WHAT IS EXPECTED — Look for the word "namespace" in the entries and copy every line where it shows up.

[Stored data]
-.-.-

PR #770, opened 2020-01-23
Let pandas be >= 0.22.0

jgbarah:
If we pin pandas at 0.22.0, it doesn't build
with Python 3.7.x, apparently because of problems
when building numpy for pandas.

Letting pandas be greater or equal than 0.22.0
doesn't seem to break anything, since platforms
having only 0.22.0, as Travis had in July'19,
would still fulfill the dependency.

Signed-off-by: Jesus M. Gonzalez-Barahona <jgb@gsyc.es>


valeriocos (approved):
lgtm, thanks

PR #771, opened 2020-01-24
[elastic] Enable loading of complex aliases

valeriocos:
This code allows to load aliases containing filters, which at the moment are manually loaded.


zhquan (approved):
LGTM

PR #379, opened 2023-12-12
Use optimized indexing parameters

marcelm:
Also, remove canonical read length 300 because after changing the parameters, 250 and 300 were using the same.


ksahlin:
Approved.

PR #389, opened 2024-01-19
Fix drop in mapping-only accuracy

marcelm:
Commit 1fe3e34 made a buggy refactoring: I thought that the `score` attribute of `NamPair` objects is the same as the sum of the scores of the two constituent NAMs. But that is incorrect: The `score` is actually the sum of the `n_hits`.

This PR fixes that and renames `NamPair::score` to `NamPair::n_hits` to eliminate this confusion.

### DIFF
--- a/src/aln.cpp
+++ b/src/aln.cpp
@@ -15,7 +15,7 @@ using namespace klibpp;
 namespace {
 
 struct NamPair {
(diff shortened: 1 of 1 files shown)


ksahlin:
Nice, approved!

-.-.-

TASK RESULT —
@@ -15,7 +15,7 @@ using namespace klibpp;
 namespace {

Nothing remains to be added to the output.